That man is sure is proud of his sand hill, though.


----------



## arin04 (Jan 9, 2013)

thetrue said:


> Good decision. That being said, be prepared for sharper images, with brighter colors, and a slight improvement in AF. Well that's what happened to me, at least.



Looking forward to it.


----------



## snowbear (Jan 9, 2013)

Hold on to it:
1. You might decide to shoot some film, or 
2. You could use it for a little picture frame/tree ornament.

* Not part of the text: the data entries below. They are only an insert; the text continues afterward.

PR #86, opened 2019-04-22
Removed prompt after deleting email

k3ntako:
It's not big, but I thought you might have some opinions about it.


client/pages/Email/index.js
```diff
@@ -78,8 +79,14 @@ class TeamEmail extends Component {
     this.setState({ isSaved: true, email, isSaving: false });
   }
 
-  setVerb(field, isSending, callback){
-    this.setState({ [field]: isSending }, callback);
+  setVerb(field, newVerbState, callback = resolve => resolve()){
```
mienaikoe: resolve isn't defined here. If you don't pass a callback, you would be calling undefined.

k3ntako: if callback isn't defined, `resolve => resolve()` is called instead?

`resolve` is passed in when the callback is called? Maybe it'd be clearer if I called the argument something else? like this: `setVerb(field, newVerbState, callback = r => r()){`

The front element of the lens is vey durable.  For walking around, you get way more protection from a lens hood and lens cap.


----------



## arin04 (Jan 9, 2013)

snowbear said:


> Hold on to it:
> 1. You might decide to shoot some film, or
> 2. You could use it for a little picture frame/tree ornament.
> 
> The front element of the lens is vey durable.  For walking around, you get way more protection from a lens hood and lens cap.



I will still hang on to it. Thanks 

Sent from my SCH-I535 using Tapatalk 2


----------



## spd (Jan 9, 2013)

I've never thought of a UV filter as impact protection, didn't think anyone would even consider it...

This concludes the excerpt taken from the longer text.